## REQUIRED WORK
Output every entry exactly as given.

Stored data
- - - - - - -

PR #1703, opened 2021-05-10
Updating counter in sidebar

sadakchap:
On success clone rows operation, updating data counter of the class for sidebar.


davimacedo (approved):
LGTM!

- - - - - - -

## ANSWER FOR THIS EXERCISE
PR #1703, opened 2021-05-10
Updating counter in sidebar

sadakchap:
On success clone rows operation, updating data counter of the class for sidebar.


davimacedo (approved):
LGTM!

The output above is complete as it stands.